My ire is not just reserved for shortened foodstuffs. I also feel murderous at:

cig or ciggie or snout
fag
back
leccy
lippy
tot for small child
bub or bubba
hubby
mam

TheRealFellatio · 01/07/2013 05:48

Actually I take that back - roast can be a noun if it decribes the entire roast dinner, but a roast potato can never just be 'a roast'. If I cook you a roast and you point at the potatoes and say 'pass the roasts' I will hate you a bit for it, because many of the components are roasted, so don't be silly.

Tortoiseonthehalfshell · 01/07/2013 05:58

I'm still stuck on "chipperley wipperleys" and "breadiebunbuns". Are you people five?

curlew · 01/07/2013 06:21

I can cope with chipperly whipperlies- it's having tommy sauce on them that pushes me over the edge.

ElectricSoftParade · 01/07/2013 07:02

DH calls, for example, a bacon and egg sandwich as bacon and egg banjo or a sausage banjo.

No idea where it comes from but it riles me, especially now the DCs now request bloody banjos.
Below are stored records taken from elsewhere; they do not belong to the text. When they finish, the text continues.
PR #2621, opened 2016-09-01
Disable Compute Shader for ATI / Radeon GPUs on Linux

### LINKED ISSUE #2595: Compute shaders make a crash with Radeon HD 7640G and drivers version 15.302
When I set a graphics setting of 3 or higher SuperTuxKart crashes when loading a track.I am using the latest version from the stable PPA but it also happens when using the one on the website.

HP Pavilion g7 2269wm

CPU - AMD A8-4500M
GPU - AMD Radeon HD 7640G (using fglrx driver)
RAM - 6GB DDR3
OS - Windows 10 , elementary OS (currently using) , Remix OS

SuicSoft:
Compute shaders cause a segmentation fault on Linux with AMD / ATI cards with fglrx.I do not have this problem if I run STK from Windows 10 so this issue only applies the Linux :smiley:.

I don't have a Mac (with AMD graphics) to test for the segmentation fault on OS X.

Feel free to revert the PR when the compute shader crash with fglrx is fixed.This won't close #2595 since the issue is still there and compute shaders improve performance

### DIFF
--- a/data/graphical_restrictions.xml
+++ b/data/graphical_restrictions.xml
@@ -29,4 +29,6 @@
   <card contains="Radeon"         os="windows"  version="<14.300"  disable="DriverRecentEnough"/>
   <card contains="ATI"            os="windows"  version="<14.300"  disable="DriverRecentEnough"/>
   <card contains="ATI"            os="windows"  version="<=3.1.8787" disable="ForceLegacyDevice"/>
+  <card contains="Radeon" os="linux" disable="ComputeShader"/>
+  <card contains="ATI" os="linux" disable="ComputeShader"/>
 </graphical-restrictions>


deveee:
But it's not that trivial :( It for sure works fine with other Radeon graphics cards or with other fglrx drivers versions (at least it was the only one bug report). Totally disable it on linux doesn't have a sense because it works for most people.

You can make some tests with older or newer drivers version to see which particular versions cause a crash, and then we can disable it for this one particular graphics card.

SuicSoft:
@deveee I am using elementary OS freya 64-bit. It crashes when using fglrx or Catalyst from AMD website.The open source drivers show nothing but a black screen and also says that the driver is out of date

SuicSoft:
@devee Any updates ?

deveee:
@SuicSoft The pull-request in current state is not acceptable, because it disables compute shaders for all radeon graphics cards with all drivers versions on linux. 

We don't really know the reason of this crash. The fglrx 15.201 drivers are available on Ubuntu since over 2 years (version 14.04.1), so I can assume that it works fine for other people. Maybe it is related to your particular graphics card model, but we can't say it for sure.

Anyway fglrx drivers are now marked as deprecated and not available in Debian/Ubuntu testing versions anymore. IIRC fglrx drivers for xserver >= 1.18 are not available.

I think that we should leave it as is for now because it doesn't affect many people. We can try to find a reason when we will get more similar bug reports.

SuicSoft:
@devee FGLRX is unmaintained  now so I think this should be closed.

I've moved to elementary OS Loki using Liqourix kernel 4.7 and oibaf's PPA and the performance is almost the same (in STK)

PR #2622, opened 2016-09-01
[WIP] Optimize shaders for STK

SuicSoft:
I am optimizing the shaders using glsl-optimizer in STK to improve perfomance / FPS

### DIFF
--- a/data/shaders/irrlicht/COGLES2FixedPipeline.fsh
+++ b/data/shaders/irrlicht/COGLES2FixedPipeline.fsh
@@ -1,142 +1,94 @@
 precision mediump float;
-
-/* Definitions */
-
-#define Solid 0
-#define Solid2Layer 1
-#define LightMap 2
-#define DetailMap 3
-#define SphereMap 4
-#define Reflection2Layer 5
-#define TransparentAlphaChannel 6
-#define TransparentAlphaChannelRef 7
-#define TransparentVertexAlpha 8
-#define TransparentReflection2Layer 9
-
-/* Uniforms */
-
 uniform int uMaterialType;
-
 uniform bool uTextureUsage0;
-uniform bool uTextureUsage1;
-
 uniform sampler2D uTextureUnit0;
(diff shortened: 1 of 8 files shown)


Benau:
I don't think using shader optimizator worth a pr, and i doubt the code is used in stk anyway...

Benau:
It is used in gles... anyway, your fix remove comments and copyright, which is not acceptable imo

do you want to do some real improvements?

deveee:
These shaders are used in legacy pipeline in GLES renderer.

I didn't check everything, but as I see it just converted input/output parameters to newer GLSL version ("in" instead of "attribute" etc...), which btw. probably won't work when you don't have defined #version at the beginning. 

Other modifications are just style changes, for example:
```
  Color_1 = vVertexColor;
  if (uUseTexture) {
    Color_1 = (vVertexColor * texture (uTextureUnit, vTexCoord));
```
instead of
```
	vec4 Color = vVertexColor;

	if(uUseTexture)
		Color *= texture2D(uTextureUnit, vTexCoord);
```

or 
```
vVertexColor = inVertexColor.bgra;
```
instead of 
```
vVertexColor = inVertexColor.zyxw;
```
which is equal.

It also removed 
```
#define MAX_LIGHTS 2
```
which is IMO less readable now.

Anyway I think that it won't magically make it working 2x faster, and as Auria said on the forum, shaders should be manually tweaked by hand if there is something wrong.

I think that we can close it as invalid.

SuicSoft:
@deveee @Benau I will create a another PR which uses a script at compile time to optimize the shaders so the readability is not compromised

auriamg:
@SuicSoft before you work on any of that, keep in mind that we should consider carefully consider the situation before adding new dependencies. If your tool identifies some shaders that can be identified, maybe we can manually improve those shaders without adding a new dependency in our pipeline

SuicSoft:
@auriamg I'll make it optional to run the script so that the shader optimizer is optional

I am working a few hours in a greengrocers atm.

Customer: "Do you have any rooties?"

Me: Hmm "Well, we do have quite a few root vegetables in here."
Customer: (slightly irate) "No, no, no. I want beetroot."
Me: "Of course, let me get it for you you demented fool "
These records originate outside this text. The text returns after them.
PR #2624, opened 2016-09-01
Provide nightly builds from Travis

qwertychouskie:
This is a PR and an issue in one.  The issue part: It would be nice to provide builds from Travis, so that it is easier for people to test the current git version.  The PR part: From https://docs.travis-ci.com/user/deployment/, don't delete the built files.

### DIFF
--- a/.travis.yml
+++ b/.travis.yml
@@ -62,4 +62,4 @@ notifications:
       - "Build: %{build_url}"
 
 deploy:
-	skip_cleanup: true
+  skip_cleanup: true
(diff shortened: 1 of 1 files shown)


hiker:
Hi,
afaik just not deleting the files does not provide us with anything useful, we need to deploy the binaries to a server somewhere. And the main problem: without assets this is completely useless (often we have changes to assets going along with code changes). Additionally, a linux binary that does not include the right set of libraries might not work on most platforms anyway.

Thanks!
   Joerg

Issue #2625, opened 2016-09-02
Path for shaders is hardcoded


SuicSoft:
I am trying to get the shaders to be used from another directory (see https://github.com/SuicSoft/stk-code/blob/shader_optimization/sources.cmake , it also gives the **-- Using optimized GLSL shaders** message which shows that it not to do with my coding) but it does not use the new shader directory.

I have tried deleting and re adding the `cmake_build` directory and running `make clean` but it still doesn't work.The shader directory is most likely hard coded somewhere

Benau:
If you really want to have it non-hardcoded, it's your task to make it smartly choose one for your optimized GLSL shaders, not our job to do that

SuicSoft:
@Benau Then why does the cmake.sources have an option to change it.Didn't you test it when you added that code (maybe it has broken recently)

deveee:
cmake.sources doesn't have an option to change it

SuicSoft:
@deveee @Benau Then what is https://github.com/supertuxkart/stk-code/blob/master/sources.cmake#L5

PR #2626, opened 2016-09-02
[WIP] Shader optimization

SuicSoft:
This PR adds a script to the tools directory which is optional.This does not add a dependency to STK since it is not required but is recommended (and should be run for our release builds).The readability of the GLSL is the same since the optimized shaders are in a seperate directory ignored by git.

I have tested for glitches on my laptop and fixed them so currently there are no glitches but you should also test it on your computer.

This will increase your FPS by **+10** . I could not optimize all the shaders since https://github.com/aras-p/glsl-optimizer does not support OpenGL 3.3

This is not ready for merging now since it is work in progress

### DIFF
--- a/tools/optimize_shaders.sh
+++ b/tools/optimize_shaders.sh
@@ -5,10 +5,14 @@ cp -R data/shaders data/shaders_optimized # Copy shaders to data/shaders_optimiz
 
 cd data/shaders_optimized
 
-find . -type f -name "*.vert" -exec sed -i '1i  #version 140' {} \;
-glslopt -v coloredquad.vert coloredquad.vert
+find . -type f -name "*.vert" -exec /mnt/storage/princ/Documents/Programming/stk-code/tools/optimize_glsl.sh {} -v $1 \;
 
-find . -type f -name "*.vert" -exec sed -i '/#version 140/d' {} \;
+find . -type f -name "*.frag" -exec /mnt/storage/princ/Documents/Programming/stk-code/tools/optimize_glsl.sh {} -f $1 \;
 
-sed -i '1s/^/#version 140\n/' ./pass.vert # To fix the crash
-
+# Use unoptimized version of faulty shaders
+cp ../shaders/particlesimheightmap.vert .
+cp ../shaders/texturedquad.vert .
+cp ../shaders/pointemitter.vert .
+cp ../shaders/importance_sampling_specular.frag .
+cp ../shaders/screenquad.vert .
+cp ../shaders/colortexturequad.vert .
--- a/tools/optimize_shaders.sh
+++ b/tools/optimize_shaders.sh
@@ -5,9 +5,9 @@ cp -R data/shaders data/shaders_optimized # Copy shaders to data/shaders_optimiz
 
 cd data/shaders_optimized
 
-find . -type f -name "*.vert" -exec /mnt/storage/princ/Documents/Programming/stk-code/tools/optimize_glsl.sh {} -v $1 \;
+find . -type f -name "*.vert" -exec ../../tools/optimize_glsl.sh {} -v $1 \;
 
-find . -type f -name "*.frag" -exec /mnt/storage/princ/Documents/Programming/stk-code/tools/optimize_glsl.sh {} -f $1 \;
+find . -type f -name "*.frag" -exec ../../tools/optimize_glsl.sh {} -f $1 \;
 
 # Use unoptimized version of faulty shaders
 cp ../shaders/particlesimheightmap.vert .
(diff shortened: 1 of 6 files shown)


tools/optimize_shaders.sh
```diff
@@ -0,0 +1,18 @@
+#/bin/bash
+
+echo Copying data/shaders to data/shaders_optimized
+cp -R data/shaders data/shaders_optimized # Copy shaders to data/shaders_optimized
+
+cd data/shaders_optimized
+
+find . -type f -name "*.vert" -exec /mnt/storage/princ/Documents/Programming/stk-code/tools/optimize_glsl.sh {} -v $1 \;
```
qwertychouskie: This should be `find . -type f -name "*.vert" -exec tools/optimize_glsl.sh {} -v $1 \;`.

tools/optimize_shaders.sh
```diff
@@ -0,0 +1,18 @@
...
+
+find . -type f -name "*.frag" -exec /mnt/storage/princ/Documents/Programming/stk-code/tools/optimize_glsl.sh {} -f $1 \;
```
qwertychouskie: This too: `find . -type f -name "*.frag" -exec tools/optimize_glsl.sh {} -f $1 \;`

SuicSoft:
#2625 Is preventing this from being mergable

Arthur-D:
My FPS increased not at all, with the zipped shaders you shared on IRC.

> Cocoa Temple 0 AI
 53 min
 67 max
 
> Optimized shaders
 53 min
 66 max

Additionally the headline font glitches a lot:
optimized_shaders_glitch

SuicSoft:
My FPS increased by +6 on that track with the optimized shaders

(Optimized)
Min - 21
Max - 34

(Normal)
Min - 17
Max - 28

Using git version of STK on HP Pavilion g7 2269wm with A8-4500M and 7640G discrete-class graphics. Graphics settings : 
screenshot from 2016-09-03 18 34 50
At 1280x720 resolution (not native 1600x900).

Which version of STK are you using and what GPU do you have and what drivers.AMD's fglrx driver is known to be _fast and buggy_ so maybe it doesn't optimize correctly.

If you have an AMD GPU using fglrx run `rm -rf ~/.AMD/GLCache` to delete the shader cache before benchmarking the difference

Arthur-D:
I'm using git version as well, under Kubuntu 16.04 with
```
 -Computer-
Processor		: 4x Intel(R) Core(TM) i5-3570K CPU @ 3.40GHz
Memory		: 16382MB (6265MB used)
Operating System		: Ubuntu 16.04.1 LTS
-Display-
Resolution		: 1920x1080 pixels
OpenGL Renderer		: GeForce GTX 960/PCIe/SSE2
X11 Vendor		: The X.Org Foundation
```

My graphics driver is the proprietary NVIDIA 361.42 driver. I ran the game at 1280x720 resolution with these graphics settings:
optimized_shaders_gfx_settings

SuicSoft:
Your GPU is  much more powerful than mine and also NVIDIA not AMD.The fglrx driver by AMD is very buggy but fast and _just works_ and needs manual optimization.

And try this new shaders.zip [shaders.zip](https://github.com/supertuxkart/stk-code/files/453414/shaders.zip) which fixes the glitches.

Arthur-D:
Yep, fixes the glitches with headlines. However FPS still remains between 53 and 66.

SuicSoft:
@Arthur-D Your drivers are already doing optimization but mine aren't.

(Waiting for AMD to release new open source driver).

I am going to test it on Windows 10 tommorow

Benau:
I don't think anyone in the team should waste more time with it, sorry

SuicSoft:
@Benau Yes , it is a time waster to get everyone to test it and will take another week or so to get a lot of results

deveee:
I just checked your optimized shaders on Android. I mean these files:
https://drive.google.com/file/d/0B08cCnnU-zt-VldWMHU3dXcxV28/view?usp=sharing

It works fine without any artifacts, but there is no performance difference at all. I get exactly the same fps numbers.

I don't want to hurt you because you want to do something for STK, but there are only some style modifications in these optimized shaders and I don't think that it will cause any significant performace boost.

I noticed that it removed some of our definitions, for example #ifdef SRGBBindlessFix in object_unlit.frag. The "SRGBBindlessFix" is set for Radeon graphics cards, so maybe you get few more fps, but some objects in the scene are darker than before?

Or maybe our shaders are not that bad ;) Or shaders compilers are not that bad now.

You can optimize shaders when you for example avoid computing constant values once per fragment/vertex and you pass this to a shader as uniform variable. Or you use some more advanced OpenGL techniques, for example use subroutines instead of "if" conditions where it's possible etc... But I don't think that there is a tool that will do it for you.

SuicSoft:
@deveee They aren't for OpenGL ES

PR #2632, opened 2016-09-10
Fix #1929

### LINKED ISSUE #1929: Doesn't create shortcut on the desktop automatically
I have installed the game in windows 8.1 64-bit and windows 7 32-bit. It doesn't  create a shortcut on the desktop.We can do something so that it ask while installation if we want the application on our desktop.

qwertychouskie:
Create link on desktop.  Although there is no option to choose whether or not to put the icon there, it probably doesn't matter that much, as it is really easy to delete an icon from the desktop.

According to [this](http://nsis.sourceforge.net/Simple_tutorials), the $DESKTOP variable is automatically defined by NSIS.


Flakebi:
I don't like it when applications create icons on my desktop, I'm annoyed if I have to uncheck the option (and I like installers that have it unchecked by default) so I think you should at least provide an option to evade the desktop icon.

hiker:
Sorry, I dislike an app creating links on my desktop. So unless we get a checkbox (default off) that allows a user to select if the link is wanted or not, I won't change the installer.

Issue #2065, opened 2015-04-01
Add icons for different kart specs


hiker:
The bars showing the different kart specs have different sizes in split screen, most likely caused by the text in front of the first bar.

![bar-length](https://cloud.githubusercontent.com/assets/6138652/6954937/45013132-d923-11e4-96f6-84495be425a5.png)
Using icons would be better - less to translate, less space requirement.

fHachenberg:
Tried to work on this issue but it appears to be rather cumbersome to change labels in the SkillLevelWidget into icons. For instance edit move- and size-Routines have to be modified (obscure dimension calculations). I'd be happy if someone could direct me into the right direction how to approach this problem. I seem to do something wrong because this was labeled as a beginner's task ^^

auriamg:
@fHachenberg you're on the right back, I think in this case the text label part can be removed (and removing m_label_w, m_label_h, etc.). The interesting part is that once the label is removed, the size calculation should become a lot easier. We can probably presume square icons, so determining the width should now be pretty easy.
And "LabelWidget" in the constructor can be replaced by an IconButtonWidget

something like (pseudo-code)
```
icon  = new IconButtonWidget(IconButtonWidget::SCALE_MODE_KEEP_TEXTURE_ASPECT_RATIO, false);
icon->setImage("gui/example.png", IconButtonWidget::ICON_PATH_TYPE_RELATIVE);
```

fHachenberg:
I introduced icons instead of text. But there are a couple of followup issues:
* The icons seem to be rendered without anti-aliasing, while other icons on screen (main menu buttons for instance) are definitely rendered using AA
* The icons I introduced are rather dull and missing a better idea I used a horse as a symbol for power ("horse power" ^^). Replacements/Enhancements are needed
* I was not sure whether the original intent was to provide EVERY skill bar (not just for player 1) with icons but I tried that and ran into problems with widget placement/sizes. See attached screenshots. So I finally ended up with simply replacing labels for player 1 with icons. Further player do not have icons on their skill bars.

Sluggers · 01/07/2013 07:16

My OH calls mushrooms 'mushies' I've never said anything as I think it would be unnecessarily picky but I absolutely HATE it with a passion & already have secret plans to make sure our so far unborn child NEVER EVER uses it!
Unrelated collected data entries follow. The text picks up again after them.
Issue #2358, opened 2015-10-23
Antarctica as a standalone game engine?


eaglgenes101:
I would like to make use of the Antarctica game engine in my own (FOSS) game, but there is no documentation (as far as I can tell) about using Antarctica except in the context of Super Tux Kart. Can that documentation be provided please?

auriamg:
HI, thanks for your interest. Antartica is currently not separate from STK, I'm afraid there would be quite a bit of work to separate it into a truly independent engine. We do plan to keep on improving the modularity of our code but unless we get help from new developers it's probably going to take quite a while to reach proper modularity where the engine is more independent of the game

deveee:
Vlj started some work in these repositories:
https://github.com/vlj/YAGF
https://github.com/vlj/YAGE
but now he is busy with other things.

Also someone on the forum was writing that he is working on a game based on supertuxkart code:
http://forum.freegamedev.net/viewtopic.php?f=17&t=6551
You can look what he already did.

Making standalone engine would be nice, but it's not a priority since we are developing the game and not the engine ready to use by everyone.

I'm marking this as invalid, at least for now.

Extex101:
Hello! Us in Minetest are quite worried about irrlicht dying (Breaking from being so old) see [here](https://forum.minetest.net/viewtopic.php?f=3&t=22618).
They were considering moving it to a new engine.. 
But that would require a complete reconstruction of the code and all user provided content.
As mentioned [here (comment)](https://forum.minetest.net/viewtopic.php?f=3&t=22618#p348992) we could join forces and use Antarctica in Minetest.
Although this would require the license to be changed as noted in #2381

Thank you :) Sincerely - Extex (On behalf of Minetest)

Benau:
atm we ~30-40% people who agreed to dual license stk-code, let me finish so more stuff at the moment and send other email (maybe i can add your name minetest officially there lol)

luckily most of the rest doesn't have siginificant contribution to stk

MetalMaxMX:
I would like to know. But how is Antartica working as a standalone game engine? Any progress on that front?

PR #2639, opened 2016-09-23
Integrate Irrlicht with STK source code

SuicSoft:
Since in the future Antarctica will be a stand-alone OpenGL engine (see #2358) we should move Irrlicht into the main source code folder since it is our own version and not just a library.


deveee:
Omg but as I see you just deleted irrlicht?

SuicSoft:
@deveee Irrlicht is now in https://github.com/SuicSoft/stk-code/tree/integrate_irrlicht/src/stkirrlicht.

auriamg:
I know you're well-intended, but this doesn't help us. Just because we would like to make the code modular doesn't mean we need to put it all in the same folder - in fact, in which folder resides the code is probably the least important aspect, making the code more modular would be much more important than just moving stuff around for no practical again. For future contributions, I strongly suggest you discuss with us before attempting large scale changes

Phew. I feel so much better Smile

CambridgeBlue · 01/07/2013 07:17

Electric it's because a fried egg sandwich is messy to eat and liable to drop yolk down your front - supposedly you do a sort of banjo strumming motion to wipe it off! Doesn't really work with sausage though...

Stillhopingstillhere · 01/07/2013 08:28

Dh's family say 'roasters' for roast potatoes and it drives me mad. I can feel myself starting to twitch when we go for a meal and roast potatoes are put on the table, wondering which twat will be the first to say 'pass me the roasters.'

As an aside I can't stand hilarious being shortened to hilar or ridiculous being shortened to ridic. One of my ex friends used ridic the other day and I was paralysed with horror.

Where will it end? Are we so lazy / busy we don't have time to say the entire word? Will the English language consist of single syllables in the future causing future scholars to have to interpret our texts in the same way I do with Chaucer?!

gallifrey · 01/07/2013 09:24

My friend calls ketchup TK and whenever she asks for someone to pass the TK she then looks bemused that nobody knows what she is talking about and she then has to say ketchup. She may as well say pass the ketchup in the first place!!

cardamomginger · 01/07/2013 09:28

YANBU. My father abbreviates all sorts of completely random words - foods, countries, medical stuff, everyday objects. Drives me utterly insane.

Weegiemum · 01/07/2013 09:36

If we occasionally get chips from the chip shop (or chippy Grin ), dh refers to it as "a chip" (apparently that's common in N. Ireland) and I've lost count of the number of times someone's said to him "what, just one?".